Sometimes it helps to look at another metric in addition to loss and accuracy. One other popular/useful metric for binary classification is to check the AUC (Area under Curve). In particular if you have an inbalanced dataset, you could have a very misleading accuracy for example if you had 90% of one class and 10% of another, just by guessing everything is the majority class you have 90% accuracy yet you have a classifier that is not useful. So its important to look at the balance between true positives and false positives.

Its pretty easy to use this metric, see below code:

from sklearn import metrics
roc_auc = metrics.roc_auc_score

roc_auc(y, pred)

Is there a way to optimize for AUC as a loss function for columnar neural network training?

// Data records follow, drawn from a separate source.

PR #221, opened 2019-11-04
KEYCLOAK-11885 Include typings in the build

wederer:


wederer:
There seems to be an issue with the build in Travis. I am pretty sure this has nothing to do with my change, because the build before mine also failed with the same error.

PR #223, opened 2019-11-08
[KEYCLOAK-11978] Integration tests failing for the Node.js adapter

abstractj:
## What
* Integration tests for the Node.js adapter are failing due to chromedriver. We need to upgrade its dependencies, in order to make the build pass again.

## Expected Results
* Builds green on Travis

## Actual Results
* Integration tests failing on Travis when pull-requests are submitted: https://travis-ci.org/keycloak/keycloak-nodejs-connect

## Steps to reproduce
1. Clone the Node.js adapter repository
2. Run `make`

### DIFF
--- a/package-lock.json
+++ b/package-lock.json
@@ -148,13 +148,13 @@
       "version": "3.0.0",
       "resolved": "https://registry.npmjs.org/@types/events/-/events-3.0.0.tgz",
       "integrity": "sha512-EaObqwIvayI5a8dCzhFrjKzVwKLxjoG9T6Ppd5CEo07LRKfQ8Yokw54r5+Wq7FaBQ+yXRvQAYPrHwya1/UFt9g==",
-      "dev": true
+      "optional": true
     },
     "@types/glob": {
       "version": "7.1.1",
       "resolved": "https://registry.npmjs.org/@types/glob/-/glob-7.1.1.tgz",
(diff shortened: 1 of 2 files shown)


abstractj:
@mhajas we could use something like `"chromedriver": "*"`, it's the only way I know. Wdyt?

vmuzikar:
> @abstractj Is there a way to automatically use the latest version of chromedriver for testing?

@mhajas It's a great idea (we do the same for Keycloak UI tests) but we'd need Chrome to automatically update as well in Travis and our RHEL images. The thing is, each version of chromedriver supports only pretty narrow selection of versions of Chrome, i.e. each chromedriver release drops support for older Chrome versions.

abstractj:
@vmuzikar @mhajas updated, please let me know wdyt.

vmuzikar:
@abstractj  Do we know how often is Chrome updated in Travis? As I mentioned, I'm worried that we might get a new chromedriver version at some point in the time that won't support Travis' Chrome.

abstractj:
> @abstractj Do we know how often is Chrome updated in Travis? As I mentioned, I'm worried that we might get a new chromedriver version at some point in the time that won't support Travis' Chrome.

It seems like they just follow Chrome releases (https://docs.travis-ci.com/user/chrome#selecting-a-chrome-version): 
> Take note that the underlying Chrome version can change from one build to another when Google updates the stable or beta version.

PR #208, opened 2019-07-10
fix: errors in typings

darahayes:
I've copied the `keycloak.d.ts` file directly into my TypeScript project while I wait for a new release that contains the types. However I've found a couple of minor issues which I've fixed in this PR.

PR #225, opened 2019-11-29
KEYCLOAK-12099 Fix errors in typings

wederer:
See Jira Issue: https://issues.jboss.org/browse/KEYCLOAK-12099


wederer:
I created this PR as a copy to #208, because it had the wrong name and was stale. However I just saw that it was assigned recently and will thus close this one.

PR #226, opened 2019-12-03
KEYCLOAK-12042 Fix doubled slash in realm urls

mhajas:

### DIFF
--- a/middleware/auth-utils/config.js
+++ b/middleware/auth-utils/config.js
@@ -122,7 +122,7 @@ Config.prototype.configure = function configure (config) {
    * Authentication server URL
    * @type {String}
    */
-  this.authServerUrl = resolveValue(config['auth-server-url'] || config['server-url'] || config.serverUrl || config.authServerUrl);
+  this.authServerUrl = (resolveValue(config['auth-server-url'] || config['server-url'] || config.serverUrl || config.authServerUrl) || '').replace(/\/$/, '');
 
   /**
    * Root realm URL.
--- a/scripts/start-server.sh
+++ b/scripts/start-server.sh
@@ -1,10 +1,10 @@
 #!/bin/bash
 
 # Pull the docker image with the latest changes on Keycloak
-docker pull jboss/keycloak:master
+docker pull quay.io/keycloak/keycloak
 
 # Start the image with default user/admin and import a default realm for integration tests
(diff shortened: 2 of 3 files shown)


mhajas:
Successful run in pipeline: https://keycloak-jenkins.com/job/universal-test-pipeline-adapters/915/

scripts/start-server.sh
```diff
@@ -1,10 +1,10 @@
 #!/bin/bash
 
 # Pull the docker image with the latest changes on Keycloak
-docker pull jboss/keycloak:master
+docker pull jboss/keycloak:latest
```
abstractj: @mhajas because you touched this file, I have to ask. What do you think about using quay.io instead? In this way we keep consistency across our repos.

abstractj:
@mhajas overall looks good to me. Just one minor comment regards quay.io. Please let me know what do you think when you get the chance.

vmuzikar:
Thanks @mhajas!

There's one potential issue and that is backward compatibility. It won't be possible to use newer adapter with older server. I'm not sure but do we even support this scenario? Maybe we support it the other way around – older adapter with newer server. Correct? (And this scenario is broken anyway.)

scripts/start-server.sh
mhajas: Well I can't see any reason why not to use quay. I will try to add it and see whether Travis passes.

mhajas:
You are right @vmuzikar I was looking into other adapters and it looks like js adapter supports both with and without endind /. There is an if here: https://github.com/keycloak/keycloak/blob/master/adapters/oidc/js/src/main/resources/keycloak.js#L681

We can do the same thing here. WDYT @vmuzikar @abstractj

mhajas:
@abstractj @vmuzikar I fixed the issue with backward compatibility. Could you have another look please?

abstractj:
@mhajas I believe we need to fix the issues reported by `make lint`

middleware/auth-utils/config.js
```diff
@@ -122,7 +122,7 @@ Config.prototype.configure = function configure (config) {
    * Authentication server URL
    * @type {String}
    */
-  this.authServerUrl = resolveValue(config['auth-server-url'] || config['server-url'] || config.serverUrl || config.authServerUrl);
+  this.authServerUrl = (resolveValue(config['auth-server-url'] || config['server-url'] || config.serverUrl || config.authServerUrl) || "").replace(/\/$/, "");
```
vmuzikar: @mhajas Just a stupid question, but why's there ` || ""`? Do we expect `resolveValue` to return some falsy value?

mhajas: I was surprised too, but it may return undefined. It happens in this test: https://github.com/keycloak/keycloak-nodejs-connect/blob/master/test/grant-manager-spec.js#L18

mhajas:
> @mhajas I believe we need to fix the issues reported by `make lint`

@abstractj done.

PR #228, opened 2019-12-04
Better Realm Error Handling

kevinarthur2077:
Makes error message more detailed when access is denied due to a mismatching issuer.


c0bra:
This would have saved me a hell of a lot of time.

PR #230, opened 2020-01-15
[KEYCLOAK-12428] Extra '/' character in the client > OIDC Json installation file

abstractj:
## JIRA ID
[KEYCLOAK-12428](https://issues.redhat.com/browse/KEYCLOAK-12428)

## Additional Information
The Node.js adapter is broken when urls contain a forward slash by the end of the URL. For example: http://localhost:8080/auth///////

## Verification Steps

1. Follow the steps to reproduce described in the same Jira
2. Run make tests

### DIFF
--- a/middleware/auth-utils/config.js
+++ b/middleware/auth-utils/config.js
@@ -122,7 +122,7 @@ Config.prototype.configure = function configure (config) {
    * Authentication server URL
    * @type {String}
    */
-  this.authServerUrl = (resolveValue(config['auth-server-url'] || config['server-url'] || config.serverUrl || config.authServerUrl) || '').replace(/\/$/, '');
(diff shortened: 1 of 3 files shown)


abstractj:
Thanks for reviewing this @tanaceus

abstractj:
> Thank you @abstractj. The PR looks good, it fixes the linked Jira. Just one thing to think about. Is this a valid scenario we are trying to fix? I mean if someone provides such configuration with more than one slash at the end of the auth-url, isn't it a reason to fail? Is there any chance of having more slashes in a valid auth-url? Because after this fix, it won't be possible to use node.js adapter with such authorization server.

@mhajas Indeed the scenario you mentioned is unlikely to happen. The reason for that testing scenario is to make sure that our adapter won't crash under any situation. But honestly, I'm not picky about this and I can update from `http://localhost:8080/auth//////////` to `http://localhost:8080/auth/` if you think it's better.

Please, let me know what works best for you.

PR #234, opened 2020-02-10
KEYCLOAK-12951 Add run-tests.sh to RH-SSO dist

vmuzikar:

### DIFF
--- a/package.json
+++ b/package.json
@@ -25,7 +25,8 @@
     "test",
     "index.js",
     "uuid.js",
-    "keycloak.d.ts"
+    "keycloak.d.ts",
+    "run-tests.sh"
   ],
   "typings": "keycloak.d.ts",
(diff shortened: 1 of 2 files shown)


vmuzikar:
@abstractj Thanks. It'd be awesome if we could merge it before 9.0.0 – well need that for testing (even though it's not entirely blocking) and 2 other PRs rely on it. ;)

abstractj:
@vmuzikar which PRs?

vmuzikar:
@abstractj A backport to prod repo (this after all concerns only RH-SSO) and a PR to update the test pipelines. Neither of them is created (yet). ;)

The purpose of this is to unify testing of Keycloak and RH-SSO and to remove some hardcoded stuff from pipelines that could cause some trouble in future RH-SSO testing.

These are the built-in loss criteria I see:

I’m working on an old Kaggle competition that judges on AUC for predicted click through rate (I’m currently using binary cross entropy for the loss function)

Hi @xtermz
did you find a way to optimize AUC in the loss function? I am going through a competetion with AUC metrics.

@shakur Unfortunately I didn’t. From what I understand, AUC can’t be optimized directly because it isn’t differentiable. I ended up sticking to Binary Cross Entropy for my competition specifically.

1 Like

Hi! I’m having a similar (but bigger) problem. When I train my object detection model it originally predicts every pixel as a positive. After a few images, it stops predicting any pixels as positive. I end up with large TN and FN values and 0 for TP and FP. Do you have any idea why this would happen? I’m using a unet architecture and I’m using MSE as my loss function. I have tried changing my optimizer, learning rate, and loss function with no success.